Description of the task | The task calls for every line of the data to be retyped exactly.
╭─ Provided information
PR #495, opened 2019-10-03
feat(debug): allow debugging an array of containers

danieljcafonso:
**What**: 
Adds the ability to log an array of containers.

**Why**:
Right now, if you try to debug the output of a queryAll or getAll, you will receive an error. This will allow everyone to see the output of each container inside of the output of that query.

**How**:
Checks if the received container is an array, if so, logs each element of it.
 
**Checklist**:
╰─
Answer for the task |
PR #495, opened 2019-10-03
feat(debug): allow debugging an array of containers

danieljcafonso:
**What**: 
Adds the ability to log an array of containers.

**Why**:
Right now, if you try to debug the output of a queryAll or getAll, you will receive an error. This will allow everyone to see the output of each container inside of the output of that query.

**How**:
Checks if the received container is an array, if so, logs each element of it.
 
**Checklist**:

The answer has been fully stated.